Breaking news: Farm Bill clears Congress; House votes to protect pets from domestic violence, outlaw dog meat and prevent animal fighting in U.S. territories
The U.S. House has just passed the Farm Bill, and we’re celebrating great wins for animals.
Most importantly, the bill does not contain the reckless King amendment, which could have nullified state and local laws that address, among other issues, prohibiting horse slaughter for food, the extreme confinement of farm animals, shark finning and puppy mills.
The bill does contain crucial animal protection provisions that we worked hard to enact. It bans domestic slaughter, trade and import/export of dogs and cats for human consumption, preventing this trade from ever taking hold here and giving our country greater standing to end it worldwide. It extends federal domestic violence protections to include pets at risk and authorizes grants to help domestic violence shelters accommodate pets or arrange for pet shelter.
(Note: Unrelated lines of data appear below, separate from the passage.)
PR #600, opened 2018-01-10
Refactor JettyHttpClient to extract inner classes

nezihyigitbasi:
This class is pretty huge right now, so this PR extracts the inner classes
as top-level classes.

### DIFF
--- a/http-client/src/main/java/io/airlift/http/client/jetty/CachedDistribution.java
+++ b/http-client/src/main/java/io/airlift/http/client/jetty/CachedDistribution.java
@@ -1,0 +1,132 @@
+package io.airlift.http.client.jetty;
+
+import io.airlift.stats.Distribution;
+import org.weakref.jmx.Managed;
+
+import javax.annotation.concurrent.GuardedBy;
+import javax.annotation.concurrent.ThreadSafe;
+
+import java.util.Map;
+import java.util.function.Supplier;
+
+import static java.util.concurrent.TimeUnit.NANOSECONDS;
+
+/*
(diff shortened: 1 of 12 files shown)


http-client/src/main/java/io/airlift/http/client/jetty/JettyHttpClient.java
```diff
@@ -771,7 +734,7 @@ private static void closeQuietly(LifeCycle service)
                 service.stop();
             }
         }
-        catch (InterruptedException ignored) {
+        catch (InterruptedException ie) {
```
electrum: We can name this `e`, as we do elsewhere. I thought it needed to be `ignored` to prevent a warning, but apparently that's only a problem if the catch block is empty.

http-client/src/main/java/io/airlift/http/client/jetty/CachedDistribution.java
```diff
@@ -0,0 +1,132 @@
...
+import java.util.function.Supplier;
+
+import static java.util.concurrent.TimeUnit.NANOSECONDS;
+
+/*
+ * This class is needed because jmxutils only fetches a nested instance object once and holds on to it forever.
+ * todo remove this when https://github.com/martint/jmxutils/issues/26 is implemented
+ */
+@ThreadSafe
+public class CachedDistribution
```
electrum: Does this class need to be public?

nezihyigitbasi: good catch, no, I will update.

nezihyigitbasi:
@electrum updated.

electrum:
Merged, thanks!

PR #788, opened 2019-12-10
Limit total size of server.log

s2lomon:
Users expect & need the following semantics of config properties:

- `log.max-history` to limit number of log files
- `log.max-size` to limit the size of log files (compression aside)

However, these get passed to logback where max history is treated as
"number of logging periods to keep". The logging period is derived
from log file name pattern, i.e. day in our case.

This commit introduces additional limit, bringing the actual behavior to
be in line with common expectations.

Documentation reference: https://logback.qos.ch/manual/appenders.html#tbrpTotalSizeCap

### DIFF
--- a/CHANGES
+++ b/CHANGES
@@ -1,5 +1,6 @@
 0.188
 
+- Limit the total size of server.log by log.max-history * log.max-size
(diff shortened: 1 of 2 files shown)


findepi:
Merged, thanks!

PR #789, opened 2019-12-26
Get jquery script from https instead of http

tooptoop4:
Get jquery script from https instead of http

https://github.com/prestodb/presto/issues/13693


findepi:
Merged as 1235245bd8c875f2924cc77cc5d78b81e721c9cd, thanks!

PR #801, opened 2020-01-09
Deprecate findUnusedPort

findepi:


findepi:
it's still used. I want to deprecate this as a reminder for ourselves.
Otherwise the code looks like everything is all right.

Finally, it makes clear that federal prohibitions on dogfighting and cockfighting activity apply consistently across all U.S. jurisdictions, including the U.S. territories and the commonwealth of Puerto Rico, where cockfighting has long been popular and openly displayed in large arenas.
The Senate voted to pass the Farm Bill 87 to 13 yesterday, but the battle was tougher in the House, making today’s actions more significant. In the end, the bill passed the House overwhelmingly by a vote of 369 to 47. It now heads to the president’s desk for his signature, and we urge him to swiftly sign it into law.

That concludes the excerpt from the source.